| What you need to do |
Write each entry out again exactly as it was given.

[Collected data]
----
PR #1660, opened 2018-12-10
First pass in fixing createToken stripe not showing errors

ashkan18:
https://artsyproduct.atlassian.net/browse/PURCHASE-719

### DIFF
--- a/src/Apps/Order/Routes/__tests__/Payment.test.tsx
----
| Response below |
PR #1660, opened 2018-12-10
First pass in fixing createToken stripe not showing errors

ashkan18:
https://artsyproduct.atlassian.net/browse/PURCHASE-719

### DIFF
--- a/src/Apps/Order/Routes/__tests__/Payment.test.tsx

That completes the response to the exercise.